BEGIN Data for analysis

Issue #547, opened 2023-04-17
Fuzzy joining on mixed typed columns is with unequal weights


jovan-stojanovic:
When doing [mixed joins (on numerical + string columns) in the fuzzy_join](https://github.com/dirty-cat/dirty_cat/pull/530) our columns are not equally weighted. The string columns values will have to be re-adapted.

Suppose we want to join on two columns - one is string (e.g. person name) and the second numerical (e.g. person age).
What we currently do is the following:

   - we encode the string column using a HashingVectorizer+TF-IDF. We get an array with 2 ** 20 columns of encoded values.
   - we scale the numerical column using a StandardScaler + MinMaxScaler and we place it in a second array.

Then, we stack the two arrays into one and then do the usual nearest neighbor search to find the best match.

However, it is clear that the columns are heterogeneous, and that 2*20 columns outputted for strings may weight more than the one column for nums.

Potential solutions discussed with @GaelVaroquaux. @ogrisel and @Vincent-Maladiere:
- if array is dense, subtract the column-wise mean (to ensure stability) and take Frobenius norm
- if array is sparse, take directly the Frobenius norm (substracting the mean would make it dense)
- maybe compute the average pairwise distance using [sklearn.pairwise](https://scikit-learn.org/stable/modules/generated/sklearn.metrics.pairwise_distances.html)?

Vincent-Maladiere:
Hi @jovan-stojanovic, @GaelVaroquaux, @ogrisel, after further diving into this issue, we might not need to use the Frobenius norm or pairwise distance at all!

The concern of having equal representativity for each column's type (str, num) stems from the downstream kNN tasks with Euclidean distance. For example, let's say we run a fuzzy join on one string column and one numerical column. Below is the Euclidean distance between two mixed embeddings of index $i$ and $j$:

$$d_{ij} = \sqrt{\sum_{k\in \mathcal{S}_{ij}} (x_{ik} - x_{jk})^2 + (x_{ik_{num}} - x_{jk_{num}})^2}$$

Where $S_{ij}$ is the set of string embedding columns where $x_i$  and  $x_j$ are not both zero and $k_{num}$ is the column with numerical values.

Ideally, to equally take into account both numerical and string columns, we would like to ensure: 

[...]

PR #742, opened 2023-09-20
[MRG] FEA Add interpolation join

jeromedockes:
For now it is implemented with pandas. I have a polars version that I can integrate once #733 is merged. It is fairly straightforward to implement with the current specification of the dataframe api, but it seems polars and pandas implement an older specification


Vincent-Maladiere (commented):
Hey @jeromedockes, thank you for this PR! I have two main points to address:

1. `InterpolationJoin` is a generalization of `Joiner`. Should we expose both methods, or restrain the choice to `InterpolationJoin` only? This would make our API less confusing for the user.
2. If we keep the two classes separated, should `Joiner` inherit from `InterpolationJoin`? Note that, in Joiner, we use l2 regularization for both numerical columns (via `StandardScaler`) and categorical (via `TfIdfTransformer`), so that each encoded feature has a similar weight for the 1-nearest-neighbor (see [this discussion](https://github.com/skrub-data/skrub/issues/547) for more details). Let's also note that we won't have this scaling issue with boosting trees.

GaelVaroquaux:
> InterpolationJoin is a generalization of Joiner. Should we expose both methods

I think that we should expose the two methods. "InterpolationJoin" is further away to a join then the typical definition in DB (if there are only exact matched, Joiner boils down to a standard join).

> should Joiner inherit from InterpolationJoin?

I would say: only if it simplifies the codebase.

examples/08_interpolation_join.py
```diff
@@ -0,0 +1,173 @@
...
+# Load weather data
+# -----------------
+# We join the table containing the measurements to the table that contains the weather stations’ latitude and longitude.
+# We subsample these large tables for the example to run faster.
+
+from skrub.datasets import fetch_figshare
+import pandas as pd
+
+weather = fetch_figshare("41771457").X
+weather = weather.sample(100_000, random_state=0, ignore_index=True)
```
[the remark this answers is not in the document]
jeromedockes: I used `sample` because that is what is done in the "spatial join" [example](https://skrub-data.org/stable/auto_examples/07_multiple_key_join.html#sphx-glr-auto-examples-07-multiple-key-join-py). I think it's a good idea to take a random sample rather than the first rows in case the dataset is sorted by date or weather station. But I can check whether that is the case

examples/08_interpolation_join.py
```diff
@@ -0,0 +1,173 @@
...
+stations = fetch_figshare("41710524").X
+weather = pd.merge(stations, weather, on="ID").loc[
```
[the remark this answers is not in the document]
jeromedockes: 1. no reason, I just have the habit to always use either `.loc` or `.iloc` with pandas to reduce the number of pandas' surprising quirks -- but in this case I agree it's not necessary so I removed it

examples/08_interpolation_join.py
```diff
@@ -0,0 +1,173 @@
...
+# So we will only add the temperature to our flights table.
+
+
+######################################################################
+# Loading the flights table
+# -------------------------
+# We load the flights table and join it to the airports table using the flights’ "Origin" which refers to the departure airport’s IATA code.
+# We use only a subset to speed up the example.
+
+flights = fetch_figshare("41771418").X.loc[
```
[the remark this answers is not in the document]
jeromedockes: here also, I followed the other example and took a random sample, I can check if it's necessary

examples/08_interpolation_join.py
```diff
@@ -0,0 +1,173 @@
...
+join = joiner.transform(flights)
+join.iloc[0]
+
+######################################################################
+# Sanity checks
+# -------------
+# This time we do not have a ground truth for the temperatures.
+# We can perform a few basic sanity checks.
+
+state_temperatures = join.groupby("state")["TMAX"].mean().sort_values()
```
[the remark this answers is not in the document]
jeromedockes: when I render the docs it shows the whole column and I have to scroll down to see the tail (and the display does not make it obvious that I *can* scroll down) so I think it's still worth printing the head and tail separately, WDYT?

Vincent-Maladiere:
> I think that we should expose the two methods. "InterpolationJoin" is further away to a join then the typical definition in DB (if there are only exact matches, Joiner boils down to a standard join).

Oh right, I see the nuance now, you couldn't reproduce `Joiner` results based on `InterpolateJoiner` directly. How could we make this simpler for the user though? I'm not super comfortable with exposing these two transformers because it creates complexity.

> I would say: only if it simplifies the codebase.

With Jerome's implementation, it could be worth making a POC of `Joiner` using `InterpolateJoiner`. My intuition is that we can make the codebase of `Joiner` simpler while keeping the same logic. WDYT?

skrub/_interpolation_join.py
```diff
@@ -0,0 +1,328 @@
...
+        The columns in ``right_table`` used for joining. Their number and types
+        must match those of the `left_on` columns in the left table. These
+        columns provide the features for the estimators to be fitted. As for
+        ``left_on``, it is possible to pass a string when using a single column.
+
+    on : list of str, or str
+        Column names to use both `left_on` and `right_on`, when they are the
+        same. Provide either `on` (only) or both `left_on` and `right_on`.
+
+    suffix : str
```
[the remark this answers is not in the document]
jeromedockes: So we should accept suffixes for both the left and right dataframe, as in pandas? btw note `fuzzy_join` has `suffixes`, but `Joiner` doesn't have such a parameter. the AggJoiner PR atm uses `suffix` and applies suffixes to the right tables only. polars uses `suffix`, only for the right table, but only applies it if not applying it would result in a duplicate name (it doesn't check that applying it doesn't cause a duplicate name)

skrub/_interpolation_join.py
```diff
@@ -0,0 +1,328 @@
...
+        self,
+        right_table,
+        *,
+        left_on=None,
+        right_on=None,
+        on=None,
+        suffix="",
+        regressor=ensemble.HistGradientBoostingRegressor(),
+        classifier=ensemble.HistGradientBoostingClassifier(),
+        vectorizer=TableVectorizer(),
```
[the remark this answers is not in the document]
jeromedockes: in any case we have to make sure to clone them before modifying them, because we don't want to modify the user-provided estimators (if any), so mutability shouldn't be an issue. for clarity, I would say putting them here directly avoids the need to look up what `None` means, so I'm not sure `None` is clearer?

skrub/_interpolation_join.py
```diff
@@ -0,0 +1,328 @@
...
+        self : InterpolationJoin
+            Returns self.
+        """
+        del data, targets
+        self._check_inputs()
+        X_values = self.vectorizer_.fit_transform(
+            self.right_table.loc[:, self._right_on]
+        )
+        estimators = self._get_estimator_assignments()
+        self.estimators_ = joblib.Parallel(self.n_jobs, verbose=3)(
```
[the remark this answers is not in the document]
jeromedockes: I left joblib pick the default for now, we can see later if we really need to control this parameter

skrub/_interpolation_join.py
```diff
@@ -0,0 +1,328 @@
...
+        )
+        return assignments
+
+
+def _get_assignments_for_estimator(table, estimator):
+    """Get the groups of columns assigned to a single estimator.
+
+    (which is either the regressor or the classifier)."""
+    if not table.shape[1]:
+        return []
```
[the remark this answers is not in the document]
jeromedockes: I added a comment, LMK if it helps

skrub/_interpolation_join.py
```diff
@@ -0,0 +1,328 @@
...
+        {"columns": [col], "estimator": estimator} for col in columns_with_nulls
+    ]
+    columns_without_nulls = list(set(table.columns).difference(columns_with_nulls))
+    if columns_without_nulls:
+        assignments.append({"columns": columns_without_nulls, "estimator": estimator})
+    return assignments
+
+
+def _handles_multioutput(estimator):
+    return getattr(estimator, "_get_tags")().get("multioutput", False)
```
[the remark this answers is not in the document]
jeromedockes: I changed it to use `_safe_tags`. I wonder if this function will ever be made public in scikit-learn? it seems like querying a model's capabilities would be useful for users (like skrub), in addition to scikit-learn itself

skrub/_interpolation_join.py
```diff
@@ -0,0 +1,328 @@
...
+
+def _fit(X_values, right_table, target_columns, estimator):
+    estimator = base.clone(estimator)
+    kept_rows = right_table.loc[:, target_columns].notnull().all(axis=1).to_numpy()
+    X_values = X_values[kept_rows]
+    right_table = right_table[kept_rows]
+    Y = right_table.loc[:, target_columns]
+    Y_values = Y.to_numpy()
+    if Y_values.shape[-1] == 1:
+        Y_values = Y_values.ravel()
```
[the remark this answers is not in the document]
jeromedockes: I added a comment to explain -- the gradient boosting estimator doesn't like a (n, 1)-shaped Y

skrub/_interpolation_join.py
```diff
@@ -0,0 +1,328 @@
...
+
+
+def _handles_multioutput(estimator):
+    return getattr(estimator, "_get_tags")().get("multioutput", False)
+
+
+def _fit(X_values, right_table, target_columns, estimator):
+    estimator = base.clone(estimator)
+    kept_rows = right_table.loc[:, target_columns].notnull().all(axis=1).to_numpy()
+    X_values = X_values[kept_rows]
```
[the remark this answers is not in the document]
jeromedockes: here the X is a numpy array. the reason is that in case to_numpy() needs to make a copy (for example if the data is not contiguous in the pandas dataframe, or later if it is a polars dataframe), I prefer to do it only once in the parent process

skrub/_interpolation_join.py
```diff
@@ -0,0 +1,328 @@
...
+            joblib.delayed(_predict)(
+                X_values, assignment["columns"], assignment["estimator"]
+            )
+            for assignment in self.estimators_
+        )
+        interpolated_parts = _add_column_name_suffix(interpolated_parts, self.suffix)
+        original_index = left_table.index
+        return pd.concat(
+            [left_table.reset_index(drop=True)] + interpolated_parts, axis=1
+        ).set_index(original_index)
```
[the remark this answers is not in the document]
jeromedockes: that seems like we're reimplementing pd.concat? also it's not strictly the same because when we append many columns 1 by 1 we end up with a very fragmented dataframe:
```python
import pandas as pd

df1 = pd.DataFrame({c: range(3) for c in "ABC"})
df2 = pd.DataFrame({c: range(3) for c in "DEF"})
df3 = pd.concat([df1, df2])
print(df3._mgr.nblocks) # prints 2

df4 = df1.copy()
for col in df2:
    df4[col] = df2[col].values
print(df4._mgr.nblocks) # prints 4
```

(also it will consolidate the blocks if we reach 100 columns, though that probably wouldn't happen a lot)

that probably wouldn't be a problem though. still why do you think it's less readable to use concat and then restore the index?

skrub/_interpolation_join.py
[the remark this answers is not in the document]
jeromedockes: from the skrub meeting: we keep `suffix` that is applied to the right table column names (see #751 )

jeromedockes:
The errors seem unrelated to this PR; rather, I have the impression that numpydoc is choking on non-ascii characters in the SimilarityEncoder's docstring (“”) on Windows

skrub/_interpolation_join.py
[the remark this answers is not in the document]
Vincent-Maladiere: Indeed, it would be nice to create an issue in scikit-learn to ask them.

skrub/_interpolation_join.py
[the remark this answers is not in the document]
Vincent-Maladiere: Oh right sorry I overlooked the `to_numpy()`

skrub/_interpolation_join.py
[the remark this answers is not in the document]
Vincent-Maladiere: Nicely done on the fragmented analysis, I didn't have that in mind. I think that, in this situation, changing the index is error-prone and harder to interpret.
Could we at least agree on having `[left_table.reset_index(drop=True)] + interpolated_parts` on a separate line, for readability and debuggability?

examples/08_interpolation_join.py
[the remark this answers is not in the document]
Vincent-Maladiere: Ok, fair enough

examples/08_interpolation_join.py
```diff
@@ -0,0 +1,179 @@
...
+######################################################################
+# states with the highest predicted temperatures: Puerto Rico, Virgin Islands, Hawaii, Florida, Louisiana
+state_temperatures.tail()
+
+######################################################################
+# Higher latitudes (farther up north) are colder -- the airports in this dataset are in the United States.
+fig, ax = plt.subplots()
+ax.scatter(join["lat"], join["TMAX"])
+ax.set_xlabel("Latitude (higher is farther north)")
+ax.set_ylabel("TMAX")
```
Vincent-Maladiere, line 157: To remove the useless matplotlib print
```suggestion
ax.set_ylabel("TMAX");
```

skrub/_interpolation_join.py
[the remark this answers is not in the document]
Vincent-Maladiere: I see, then `if table.empty` would be clearer, WDYT?

skrub/tests/test_interpolation_join.py
```diff
@@ -0,0 +1,117 @@
...
+
+@pytest.fixture
+def annual_avg_temp():
+    return pd.DataFrame(
+        {
+            "latitude": [1.2, 0.9, 1.9, 1.7, 5.0, 5.0],
+            "longitude": [0.8, 1.1, 1.8, 1.8, 5.0, 5.0],
+            "avg_temp": [10.0, 11.0, 15.0, 16.0, 20.0, None],
+        }
+    )
```
Vincent-Maladiere, line 23: Do we need the fixtures? We could define the dataframes at the top of the file and use them in the functions without passing them as parameters. scikit-learn does this a lot.

skrub/tests/test_interpolation_join.py
```diff
@@ -0,0 +1,117 @@
...
+        aux, key="A", regressor=KNeighborsRegressor(1)
+    ).fit_transform(main)
+    assert (join["C"].values == [10, 11, 12]).all()
+
+    join = InterpolationJoin(
+        aux, main_key="A", aux_key="rB", regressor=KNeighborsRegressor(1)
+    ).fit_transform(main)
+    assert (join["C"].values == [11, 12, 10]).all()
+
+    with pytest.raises(ValueError):
```
Vincent-Maladiere, line 66: Could you also provide the expected error message as a regex with `pytest.raises(ValueError, match=...)`?

skrub/tests/test_interpolation_join.py
```diff
@@ -0,0 +1,117 @@
...
+    if not with_nulls:
+        annual_avg_temp = annual_avg_temp.fillna(0.0)
+    params = {} if with_vectorizer else {"vectorizer": None}
+    transformed = InterpolationJoin(
+        annual_avg_temp,
+        key=key,
+        regressor=KNeighborsRegressor(2),
+        **params,
+    ).fit_transform(buildings)
+    assert (transformed["avg_temp"].values == [10.5, 15.5]).all()
```
Vincent-Maladiere, line 41: Nitpick: this looks close to `numpy.testing.assert_array_equal`, WDYT?

skrub/_interpolation_join.py
```diff
@@ -0,0 +1,341 @@
...
+        The columns in the main table used for joining. The main table is the
+        argument of ``transform``, to which we add information inferred using
+        ``aux_table``. The column names listed in ``main_key`` will provide the
+        inputs (features) of the interpolators at prediction (joining) time. In
+        the example above, ``main_key`` is ``["latitude", "longitude"]``, which
+        refer to columns in the ``buildings`` table. When joining on a single
+        column, we can pass its name rather than a list: ``"latitude"`` is
+        equivalent to ``["latitude"]``.
+
+    aux_key : list of str, or str
```
Vincent-Maladiere, line 57: Is this a necessary list, or could it be any iterable?

Vincent-Maladiere:
> The errors seem unrelated to this PR; rather, I have the impression that numpydoc is choking on non-ascii characters in the SimilarityEncoder's docstring (“”) on Windows

You can now rebase on main to remove this error.

skrub/_interpolation_join.py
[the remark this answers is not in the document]
jeromedockes: sure, or do you think it is easier to set the index in the dataframes we concatenate before concatenating? it avoids the reset_index and having to store the original index: https://github.com/skrub-data/skrub/pull/742/commits/31cf759c82e7ce0b8f7d148c3534f88c56d5a9ab

skrub/tests/test_interpolation_join.py
jeromedockes: sure, we can do that! one advantage of a fixture is we get a new dataframe each time. with a global variable all tests need to be careful not to modify it otherwise it can cause test failures that show up or not depending on the (unpredictable) order tests are executed in

examples/08_interpolation_join.py
jeromedockes: I like it; the pre-commit formatting style check doesn't

jeromedockes:
as we don't have a consensus on `Join` vs `Joiner` (vs  **`:Joine.`**), shall I rename it `InterpolationJoiner` for now?

skrub/_interpolation_join.py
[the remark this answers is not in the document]
jeromedockes: or always vectorize the key, as is done in the Joiner

Vincent-Maladiere:
You have a docstring error on your estimator:
```
 - GL03: Double line break found; please use only one blank line to separate sections or paragraphs, and do not leave blank lines at the end of docstrings
```

examples/08_interpolation_join.py
```diff
@@ -0,0 +1,179 @@
+"""
+Interpolation join: infer missing rows when joining two tables
+==============================================================
+
+We illustrate the ``InterpolationJoiner``, which is a type of join where values from the second table are inferred with machine-learning, rather than looked up in the table.
```
jovan-stojanovic, line 5: Best is to link the name to the function (see other examples):
```suggestion
We illustrate the :class:`~skrub.InterpolationJoin`, which is a type of join where values from the second table are inferred with machine-learning, rather than looked up in the table.
```

examples/08_interpolation_join.py
```diff
@@ -0,0 +1,179 @@
...
+It is useful when exact matches are not available but we have rows that are close enough to make an educated guess -- in this sense it is a generalization of a ``fuzzy_join``.
```
jovan-stojanovic, line 6: Same for fuzzy_join. If the links need to be repeatedly added (as it seems to me) look at the other examples for a way to link them all to one.
```suggestion
It is useful when exact matches are not available but we have rows that are close enough to make an educated guess -- in this sense it is a generalization of a :func:`skrub.fuzzy_join`.
```

examples/08_interpolation_join.py
```diff
@@ -0,0 +1,179 @@
...
+
+weather = fetch_figshare("41771457").X
+weather = weather.sample(100_000, random_state=0, ignore_index=True)
+stations = fetch_figshare("41710524").X
+weather = stations.merge(weather, on="ID")[
+    ["LATITUDE", "LONGITUDE", "YEAR/MONTH/DAY", "TMAX", "PRCP", "SNOW"]
+]
+
+######################################################################
+# The TMAX is in tenths of degree Celsius -- a TMAX of 297 means the maximum temperature that day was 29.7℃.
```
jovan-stojanovic, line 39: I think this is how we refer to column names in examples (btw we should have a standardized way)
```suggestion
# The `'TMAX'` is in tenths of degree Celsius -- a TMAX of 297 means the maximum temperature that day was 29.7℃.
```

examples/08_interpolation_join.py
```diff
@@ -0,0 +1,179 @@
...
+######################################################################
+# Sanity checks
+# -------------
+# This time we do not have a ground truth for the temperatures.
+# We can perform a few basic sanity checks.
+
+state_temperatures = join.groupby("state")["TMAX"].mean().sort_values()
+
+######################################################################
+# states with the lowest average predicted temperatures: Alaska, Montana, North Dakota, Washington, Minnesota
```
jovan-stojanovic, line 145: I think this should be capital (see rendering)
```suggestion
# States with the lowest average predicted temperatures: Alaska, Montana, North Dakota, Washington, Minnesota.
```

examples/08_interpolation_join.py
```diff
@@ -0,0 +1,179 @@
...
+state_temperatures.head()
+
+######################################################################
+# states with the highest predicted temperatures: Puerto Rico, Virgin Islands, Hawaii, Florida, Louisiana
```
jovan-stojanovic, line 149:
```suggestion
# States with the highest predicted temperatures: Puerto Rico, Virgin Islands, Hawaii, Florida, Louisiana.
```

examples/08_interpolation_join.py
```diff
@@ -0,0 +1,179 @@
...
+
+######################################################################
+# Winter months are colder than spring -- in the north hemisphere January is colder than April
+#
+
+import seaborn as sns
+
+join["month"] = join["Year_Month_DayofMonth"].dt.strftime("%m %B")
+plt.figure()
+sns.barplot(data=join.sort_values(by="month"), y="month", x="TMAX")
```
jovan-stojanovic, line 167: [We have a rendering issue here](https://output.circle-artifacts.com/output/job/289f832a-cccf-41de-85f2-5a9b8b15bdc2/artifacts/0/doc/auto_examples/08_interpolation_join.html#sphx-glr-auto-examples-08-interpolation-join-py). Can we move the plot a bit to the right so that the y-axis labels are seen?

examples/08_interpolation_join.py
```diff
@@ -0,0 +1,179 @@
...
+
+######################################################################
+# Of course these checks do not guarantee that the inferred values in our ``join`` table’s ``TMAX`` column are accurate.
+# But at least the ``InterpolationJoiner`` seems to have learned a few reasonable trends from its training table.
+
```
jovan-stojanovic, line 172: Did you try predicting the flights delay with the new interpolated table? How do the results compare to a simple fuzzy join ?

doc/api.rst
```diff
@@ -33,6 +33,13 @@ This page lists all available functions and classes of `skrub`.
 
    Joiner
 
+.. autosummary::
+   :toctree: generated/
+   :template: class.rst
+   :nosignatures:
+
+   InterpolationJoin
```
jovan-stojanovic, line 41: Does not appear in the API generated docs (because you renamed it in the meantime)
```suggestion
   InterpolationJoiner
```

skrub/_interpolation_join.py
```diff
@@ -0,0 +1,343 @@
...
+    the data points it does contain. Using ``annual_avg_temp``, we train a
+    model to predict the temperature, given the latitude and longitude. Then,
+    we use this model to estimate the values we want to add to our
+    ``buildings`` table. In a way we are joining ``buildings`` to a virtual
+    table, in which rows for any (latitude, longitude) location are inferred,
+    rather than retrieved, when requested. This is done with::
+
+        InterpolationJoiner(
+            annual_avg_temp, on=["latitude", "longitude"]
+        ).fit_transform(buildings)
```
jovan-stojanovic, line 34: This is somewhat linked to what you do in the simple reproducible example below. Why not just add these explanations below?

jovan-stojanovic (changes requested):
Hey @jeromedockes, thanks for this new feature! I have a few comments, mostly on docs for now.

examples/08_interpolation_join.py
Vincent-Maladiere: Yes, we should write a standard somewhere, feel free to open an issue for it.
Btw I think it's  \``'TMAX'``

examples/08_interpolation_join.py
jeromedockes: I didn't because I felt the example was quite long already, but I can if you think it's useful! I'd be quite surprised if it noticeably improved delay predictions though

skrub/_interpolation_join.py
jeromedockes: I thought having the explanations sooner would help understand the list of parameters which comes just below. the Examples section appears towards the end (both in the docstring and the rendered doc) and ideally we would already have a good understanding of what the function does before reaching the detailed parameter list. But I can move that paragraph if you think it belongs in the examples section

examples/08_interpolation_join.py
Vincent-Maladiere: Ah, annoying. Should we remove this check from flake8 (or black) for the example section?

skrub/tests/test_interpolation_join.py
Vincent-Maladiere: Ok got it, let's keep the fixtures then

skrub/_interpolation_join.py
Vincent-Maladiere: Right, well spotted, thanks. 

For the sake of argument, since we already behave slightly differently than Pandas, should we be more flexible in terms of parameters and accept any iterable? This discussion is also useful for the `AggJoiner` PR.

examples/08_interpolation_join.py
jovan-stojanovic: Ok, I guess it's pertinent to add only if there are noticeable improvements in prediction to motivate the usage, otherwise no need to prolong the example..

skrub/_interpolation_join.py
jeromedockes: sure -- we do accept any iterable in practice (it gets converted to a [list](https://github.com/skrub-data/skrub/pull/742/files#diff-5988773cfa49ef9e6c03e0039fa0456a9df0d2d53ba6e38d13bb6bfee9572be4R227) ). so you mean change the docstring to say Iterable of str instead of list of str?

examples/08_interpolation_join.py
jeromedockes: +1 for removing the check -- I think your suggestion makes the rendered example nicer so it would be disappointing to forgo it to make a linter happy. In general I wonder if the style checks aren't a touch too aggressive; for example your fix #754 had to work around a limitation of the linter, not fix a problem in skrub

skrub/_interpolation_join.py
jovan-stojanovic: I agree that we need a paragraph about the mains parameters here, but I find this part redundant with the example below. 
Also, I don't find the simple example is towards the end (it comes before methods and attributes) and I often look at it, for instance in the pandas or polars docs, just after having a glimpse at the parameters.
How about:
```We have a main and auxiliary table that we join on imperfect correspondences. Instead of matching on the nearest neighbor in the auxiliary table, the objective of the InterpolationJoiner is to infer and estimate from close data points the corresponding value(s). This is particularly useful in temporal or spatial joins (see example with latitude and longitude below).```
and incorporating your text into the example?

File: examples/08_interpolation_join.py (hunk 13 above)
Comment (Vincent-Maladiere) [reply examples/08_interpolation_join.py:156]: Yes, there is a discussion we need to have around linting. https://github.com/skrub-data/skrub/issues/755 is a first step in this direction.

File: skrub/_interpolation_joiner.py [hunk 27]
```diff
@@ -0,0 +1,343 @@
...
+        equivalent to ``["latitude"]``.
+
+    aux_key : list of str, or str
+        The columns in ``aux_table`` used for joining. Their number and types
+        must match those of the ``main_key`` columns in the main table. These
+        columns provide the features for the estimators to be fitted. As for
+        ``main_key``, it is possible to pass a string when using a single
+        column.
+
+    key : list of str, or str
```
Vincent-Maladiere, line 64: Good addition!

skrub/_interpolation_joiner.py
```diff
@@ -0,0 +1,343 @@
...
+                key_values,
+                self.aux_table[assignment["columns"]],
+                assignment["estimator"],
+            )
+            for assignment in estimators
+        )
+        return self
+
+    def _check_inputs(self):
+        self.vectorizer_ = TableVectorizer()
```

END Data for analysis

◆ Your task:
Show each line of the records above containing "GaelVaroquaux".

◆ Task response:
Potential solutions discussed with @GaelVaroquaux. @ogrisel and @Vincent-Maladiere:
Hi @jovan-stojanovic, @GaelVaroquaux, @ogrisel, after further diving into this issue, we might not need to use the Frobenius norm or pairwise distance at all!
GaelVaroquaux:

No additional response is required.